This is only thing I can think of......Is there a tortoise or turtle name Sheldon ever on TV or movie. I don't watch movie at all.


----------



## tortadise (Jun 4, 2014)

That's what I was thinking. Like the godfather. The don of shell. I dunno about Tv or movies either. That's why I was asking. Seems a whole lot I torts are named Sheldon.


----------



## Yvonne G (Jun 4, 2014)

Well, The Big Bang Theory is quite popular now, and one of the lead characters is named Sheldon. However, I believe the name was popular for tortoises before the TV show. It's just a play on words - Shell don.


----------



## CourtneyG (Jun 4, 2014)

My friend has decided Herman is a great tort name, she was very surprised when I told her about Herman's torts.


----------



## tortadise (Jun 4, 2014)

Hah. That's pretty funny. I kinda do a play on the species if I name some. 

Some of our names.
Zoey the zombensis
Spot the leopard
Astro the radiated
Yellow head the yellowfoot
Most the pancakes are obviously, flat jack. Jemima, buttermilk, short stack etc..
My mom named all the Egyptians tut, tootie, cleopatra, pharaoh etc.. I call them Egyptians
We have an elongated named big ear.

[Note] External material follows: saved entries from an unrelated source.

PR #3902, opened 2025-06-23
weather: Add UV index display

stweedo:
This uses the already available UV index data from weather updates and displays it centered below the icon where there was available space. 

This was in regards to discussion [7791](https://github.com/orgs/espruino/discussions/7791).

### DIFF
--- a/apps/weather/app.js
+++ b/apps/weather/app.js
@@ -5,11 +5,43 @@ let current = weather.get();
 
 Bangle.loadWidgets();
 
+
 var layout = new Layout({type:"v", bgCol: g.theme.bg, c: [
   {filly: 1},
   {type: "h", filly: 0, c: [
-    {type: "custom", width: g.getWidth()/2, height: g.getWidth()/2, valign: -1, txt: "unknown", id: "icon",
-      render: l => weather.drawIcon(l, l.x+l.w/2, l.y+l.h/2, l.w/2-5)},
+    {type: "v", width: g.getWidth()/2, c: [  // Vertical container for icon + UV
+      {type: "custom", fillx: 1, height: g.getHeight()/2 - 30, valign: -1, txt: "unknown", id: "icon",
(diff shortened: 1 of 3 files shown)


RKBoss6:
Hey! One thing I noticed in the app was that the icon for weather was almost at the UV bar, and was clipped by the widget bar. Could you maybe reduce the size of the icon slightly to fix this? 

Screenshot 2025-06-24 at 9 33 25 PM

Thanks.

apps/weather/app.js
```diff
@@ -5,11 +5,43 @@ let current = weather.get();
...
 
+
 var layout = new Layout({type:"v", bgCol: g.theme.bg, c: [
   {filly: 1},
   {type: "h", filly: 0, c: [
-    {type: "custom", width: g.getWidth()/2, height: g.getWidth()/2, valign: -1, txt: "unknown", id: "icon",
-      render: l => weather.drawIcon(l, l.x+l.w/2, l.y+l.h/2, l.w/2-5)},
+    {type: "v", width: g.getWidth()/2, c: [  // Vertical container for icon + UV
+      {type: "custom", fillx: 1, height: g.getHeight()/2 - 30, valign: -1, txt: "unknown", id: "icon",
+        render: l => weather.drawIcon(l, l.x+l.w/2, l.y+l.h/2, l.w/2-10)},
```
stweedo, line 14: @RKBoss6 I had changed the -5 at the end of this line to -10 to fix the large icon issue, can you see if the version you are using has that change?

RKBoss6: Yep, that fixed it! Thanks!

thyttan:
I don't have weather set up myself. But it sounds like this works for you both @stweedo and @RKBoss6 ? If so I'll merge :)

RKBoss6:
@thyttan It works very well :)

thyttan:
Nice! Thanks @stweedo :)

Because he has huge ears. He's a turd and loves getting out and hanging with the yellowfoots next to him. Can scale the tall walls. Kinda funny.
I'm sure there's a bunch more. It's hard keeping with up a couple hundred of them.


----------



## Sheldon the russian tortoise (Jun 4, 2014)

The Big Bang theory!!


David


----------



## dds7155 (Jun 4, 2014)

we had a little poodle for about 15 years ,his name was dog ,, spell dog real fast d,o,g, and that was his name,,


----------



## Yvonne G (Jun 4, 2014)

My daughter also had a dog named Dee-oh-gee. We thought it was pretty original, but soon found that quite a few people use that name.


----------



## tortadise (Jun 4, 2014)

Yvonne G said:


> My daughter also had a dog named Dee-oh-gee. We thought it was pretty original, but soon found that quite a few people use that name.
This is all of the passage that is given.